In 1864 Nicol enrolled in the Scientific Program at Monmouth College (Illinois) graduating in 1868. In her Junior year (third year) she cofounded the first women's fraternity I.C. Sorosis, later to become Pi Beta Phi. She was the first initiate of the new organization and was considered by the other founders to be a cofounder; she is listed as such in Pi Beta Phi history.

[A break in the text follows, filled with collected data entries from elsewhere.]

Issue #215, opened 2014-05-29
Indoor routing


hieuhcmus:
Hi,

I am new to Graphhopper, I am building indoor routing.

Currently everything worked fine in a floor.
I was wondering how to use graphhopper to navigate/routing between floors?

I know that Graphhopper support elevation, can I use it?

Can someone give me advice.

Thanks

PR #3398, opened 2026-09-03
Add `level` encoded value.

natedx:
The goal is to improve indoor routing #215, seen through the prism of accessible pedestrian routing for the blind and low vision.

As preliminary step, I have added `level` as an encoded value.

## Discussion

There are many things to do in order to get better indoor routing.

1. We want to know what level we are on.
2. We want our waypoints to stick to the correct floor.
3. We want to know if we are going up or down stairs.
4. Some people might want to route across areas.

This PR focuses exclusively on 1.

### IntEncodedValue: Bad
I started out trying to do 1 and 3 together.
Using an IntEncodedValue seemed logical as levels are usually Integers (`level=1`).
However in the case of stairs or escalators, we get two values (`level=0;1`). If a staircase serves several floors, we can even get a range (`level=2-6`).
I briefly tried to fit both numbers into a single encoded value, by storing one for each direction, but it just doesn't make any sense.

Furthermore, with an Integer, it doesn't seem desirable to store only the first or second number, a default number or a NaN. 
E.g : setting `level=0` on a staircase going from 0 to 4th floor seems like information loss.

### DecimalEncodedValue : Good

Switching to a decimal encoded value takes a few more bits, but allows us to store regular integer values, and have a "good enough" value for things like stairs :

`decimalLevel = (startLevel + endLevel) / 2`

This method :  
- works great for routing details (for post-processing client side).
- works for Custom Models priorities
- would work in a future waypoint snapping LevelEdgeFilter, by setting the level to a given value, even though there might be rare ambiguous values (`level=0;2`and `level=0;4` parallel right next to each other ??) 

### No incline, will need another encoded value.

Unfortunately this encoded value does not encode the **incline** of such steps. My opinion is that trying to guess incline through levels would be an antipattern anyway, since many steps in the wild don't have levels associated to them, they just have the [`incline=up|down |...`](https://wiki.openstreetmap.org/wiki/Key:incline) tag.

## Next steps

This is my first contribution, so I keep it simple.
Next step is allowing waypoints to snap to a given level thanks to these encoded values, which already works on my fork.

### DIFF
--- a/CONTRIBUTORS.md
+++ b/CONTRIBUTORS.md
@@ -65,6 +65,7 @@ Here is an overview:
  * michaz, one of the core developers
  * mprins, improvements for travis CI and regarding JDK9 #806
  * msbarry, fixes like #1733
+ * n8dx, contributions for accessible pedestrian routing
  * nakaner, documentation
  * naser13, fixes like #1923
  * njanakiev, fixes like #1560
--- a/core/src/main/java/com/graphhopper/routing/ev/DefaultImportRegistry.java
+++ b/core/src/main/java/com/graphhopper/routing/ev/DefaultImportRegistry.java
@@ -172,6 +172,11 @@ public class DefaultImportRegistry implements ImportRegistry {
                     (lookup, props) -> new OSMCyclewayParser(
                             lookup.getEnumEncodedValue(Cycleway.KEY, Cycleway.class))
             );
+        else if (Level.KEY.equals(name))
+            return ImportUnit.create(name, props -> Level.create(),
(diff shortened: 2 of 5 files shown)


natedx:
As mentioned by @karussell (https://github.com/graphhopper/graphhopper/pull/3402#issuecomment-5574401724), the factor should be set to 0.5 in order to save some bits.

The best value is probably 8 bits, with factor 0.5, allowing us to store 512 total values, or 256 floors with half-floors.
E.g. we could store floors -80 to 176, with all half-floors.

She continued her education at Woman's Medical College of Pennsylvania and graduated with an M.D. degree in 1879. She then interned for a year at New England Hospital for Women and Children in Boston.

== Career and Death ==

In 1880, she sailed to Switzerland via Holland and Germany where she enrolled in the University of Zurich, and "attended two lectures daily and the remainder of the time devoting to the clinics and the hospitals; am also having practice work in the pathological laboratory…" There she died an untimely death three months later from meningitis following a bout of pneumonia.

== Burial ==
Her body was shipped (via rail and ship) to her family home in Little York where she was buried in the churchyard of Cedar Creek Presbyterian Church.

== Memorial ==
In her honor, Pi Beta Phi, the sorority she helped found, built and supplied the Jennie Nicol Memorial Health Center that operated in Gatlinburg, Tennessee, from 1922 until 1965.